* _Goal of the exercise_: In the records below, tally each line that contains the word "modules" and give the total only.

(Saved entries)
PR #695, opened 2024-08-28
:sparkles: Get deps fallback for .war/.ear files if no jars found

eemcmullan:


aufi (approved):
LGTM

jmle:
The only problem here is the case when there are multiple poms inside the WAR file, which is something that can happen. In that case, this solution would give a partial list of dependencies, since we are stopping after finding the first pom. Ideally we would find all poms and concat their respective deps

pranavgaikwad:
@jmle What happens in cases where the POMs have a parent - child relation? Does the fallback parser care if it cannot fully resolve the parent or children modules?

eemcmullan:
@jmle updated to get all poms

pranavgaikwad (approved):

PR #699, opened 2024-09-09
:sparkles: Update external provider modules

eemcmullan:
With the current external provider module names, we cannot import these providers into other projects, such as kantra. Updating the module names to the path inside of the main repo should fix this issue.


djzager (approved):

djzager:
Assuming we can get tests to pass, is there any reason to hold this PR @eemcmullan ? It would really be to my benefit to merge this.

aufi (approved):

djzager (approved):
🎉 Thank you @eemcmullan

* * *

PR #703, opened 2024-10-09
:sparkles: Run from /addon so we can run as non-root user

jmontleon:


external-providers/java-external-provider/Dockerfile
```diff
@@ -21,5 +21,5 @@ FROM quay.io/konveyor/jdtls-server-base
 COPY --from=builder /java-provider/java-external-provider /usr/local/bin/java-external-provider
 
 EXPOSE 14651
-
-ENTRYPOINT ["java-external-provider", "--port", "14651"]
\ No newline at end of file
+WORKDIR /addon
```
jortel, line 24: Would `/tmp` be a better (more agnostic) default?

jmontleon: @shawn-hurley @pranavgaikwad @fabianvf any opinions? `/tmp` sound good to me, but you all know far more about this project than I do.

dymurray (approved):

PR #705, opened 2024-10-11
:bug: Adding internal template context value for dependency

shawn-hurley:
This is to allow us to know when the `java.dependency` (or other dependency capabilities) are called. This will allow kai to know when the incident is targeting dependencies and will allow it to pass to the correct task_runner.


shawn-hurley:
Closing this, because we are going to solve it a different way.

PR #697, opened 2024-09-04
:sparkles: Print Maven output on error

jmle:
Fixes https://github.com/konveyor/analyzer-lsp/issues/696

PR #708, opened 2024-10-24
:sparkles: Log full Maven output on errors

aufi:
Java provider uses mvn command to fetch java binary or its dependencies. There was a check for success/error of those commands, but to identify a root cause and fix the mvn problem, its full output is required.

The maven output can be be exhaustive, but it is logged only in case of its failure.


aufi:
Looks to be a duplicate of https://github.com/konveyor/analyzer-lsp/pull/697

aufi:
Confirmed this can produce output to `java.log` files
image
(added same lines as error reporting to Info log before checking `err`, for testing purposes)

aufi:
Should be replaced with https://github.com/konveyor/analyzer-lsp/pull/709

* _Exercise answer_: 2